Records excerpted from a collection:
PR #1477, opened 2026-09-09
Support locking in custom backends

cberner-ai:
Passing a `FileBackend` to `Builder::create_with_backend()` discarded its locking behavior. A second writer could open a database already in use, while multi-process writer modes failed with `Unsupported`. All builder paths now use the supplied backend's locking methods.

Expose six object-safe locking methods and `close()` on `StorageBackend`, replacing the private backend trait and lockless wrapper. Lock methods accept explicit `Bound<u64>` endpoints and return `BackendError::Io` or `BackendError::Unsupported`. Defaults preserve existing implementations, including lockless single-process opens in `no_std` builds. The API documents ownership, non-overlapping acquisitions, exact-range unlocks, query behavior, and cleanup at close.

The core selects the concurrency protocol's ranges for every backend. If a partial range is unsupported, it releases any acquired ranges before trying `Unbounded, Unbounded`. Immutable opens query the shared writer byte only when their own locks leave it free; a whole-storage fallback needs no query. Whole-storage-only backends need the two nonblocking acquisition methods, unlock, and close.

`FileBackend` locks the requested ranges literally and tracks acquisitions for cleanup, including when a caller retains a cloned file handle. A small Linux compatibility shim also attempts the legacy whole-file lock for single-process opens in 4.x; this is best effort and disabled under `experimental-api-5`.

Validation:

- `just test`: dependency checks, formatting, Clippy, and the full all-feature test suite passed.
- Default-feature locking regressions and Clippy passed, including exclusion of legacy writers after one of several immutable readers closes.
- i686 locking and public range tests passed.
- The standalone `no_std` runtime regression, a whole-file-only backend runtime probe with a retained file handle, and multiprocess Rustdoc with warnings denied passed.
- A bounded fuzz run completed 29,192 executions in 61 seconds without a failure.


src/tree_store/page_store/file_backend/range_lock.rs
```diff
@@ -232,34 +270,40 @@ mod windows_imp {
...
-            let len = range.end - range.start;
+        fn unlock_range(&self, range: impl RangeBounds<u64>) -> io::Result<()> {
+            let (start, end) = checked_range(range)?;
+            let len = end
+                .unwrap_or(u64::MAX)
+                .checked_sub(start)
+                .filter(|len| *len > 0)
+                .ok_or_else(|| {
+                    io::Error::new(io::ErrorKind::InvalidInput, "unrepresentable lock range")
+                })?;
```
cberner: Should this be part of checked_range()?

src/tree_store/page_store/page_manager.rs
```diff
@@ -710,35 +714,55 @@ impl TransactionalMemory {
...
+            (Bound::Excluded(SHARED_WRITER_BYTE), Bound::Unbounded),
+            (
+                Bound::Unbounded,
+                if read_only {
+                    Bound::Excluded(SHARED_WRITER_BYTE)
+                } else {
+                    Bound::Included(SHARED_WRITER_BYTE)
+                },
+            ),
+        ];
```
cberner: This nesting is very hard to read. Add some intermediate variables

Problem. All of the records above must be reproduced exactly.

Task answer.
PR #1477, opened 2026-09-09
Support locking in custom backends

cberner-ai:
Passing a `FileBackend` to `Builder::create_with_backend()` discarded its locking behavior. A second writer could open a database already in use, while multi-process writer modes failed with `Unsupported`. All builder paths now use the supplied backend's locking methods.

Expose six object-safe locking methods and `close()` on `StorageBackend`, replacing the private backend trait and lockless wrapper. Lock methods accept explicit `Bound<u64>` endpoints and return `BackendError::Io` or `BackendError::Unsupported`. Defaults preserve existing implementations, including lockless single-process opens in `no_std` builds. The API documents ownership, non-overlapping acquisitions, exact-range unlocks, query behavior, and cleanup at close.

The core selects the concurrency protocol's ranges for every backend. If a partial range is unsupported, it releases any acquired ranges before trying `Unbounded, Unbounded`. Immutable opens query the shared writer byte only when their own locks leave it free; a whole-storage fallback needs no query. Whole-storage-only backends need the two nonblocking acquisition methods, unlock, and close.

`FileBackend` locks the requested ranges literally and tracks acquisitions for cleanup, including when a caller retains a cloned file handle. A small Linux compatibility shim also attempts the legacy whole-file lock for single-process opens in 4.x; this is best effort and disabled under `experimental-api-5`.

Validation:

- `just test`: dependency checks, formatting, Clippy, and the full all-feature test suite passed.
- Default-feature locking regressions and Clippy passed, including exclusion of legacy writers after one of several immutable readers closes.
- i686 locking and public range tests passed.
- The standalone `no_std` runtime regression, a whole-file-only backend runtime probe with a retained file handle, and multiprocess Rustdoc with warnings denied passed.
- A bounded fuzz run completed 29,192 executions in 61 seconds without a failure.


src/tree_store/page_store/file_backend/range_lock.rs
```diff
@@ -232,34 +270,40 @@ mod windows_imp {
...
-            let len = range.end - range.start;
+        fn unlock_range(&self, range: impl RangeBounds<u64>) -> io::Result<()> {
+            let (start, end) = checked_range(range)?;
+            let len = end
+                .unwrap_or(u64::MAX)
+                .checked_sub(start)
+                .filter(|len| *len > 0)
+                .ok_or_else(|| {
+                    io::Error::new(io::ErrorKind::InvalidInput, "unrepresentable lock range")
+                })?;
```
cberner: Should this be part of checked_range()?

src/tree_store/page_store/page_manager.rs
```diff
@@ -710,35 +714,55 @@ impl TransactionalMemory {
...
+            (Bound::Excluded(SHARED_WRITER_BYTE), Bound::Unbounded),
+            (
+                Bound::Unbounded,
+                if read_only {
+                    Bound::Excluded(SHARED_WRITER_BYTE)
+                } else {
+                    Bound::Included(SHARED_WRITER_BYTE)
+                },
+            ),
+        ];
```
cberner: This nesting is very hard to read. Add some intermediate variables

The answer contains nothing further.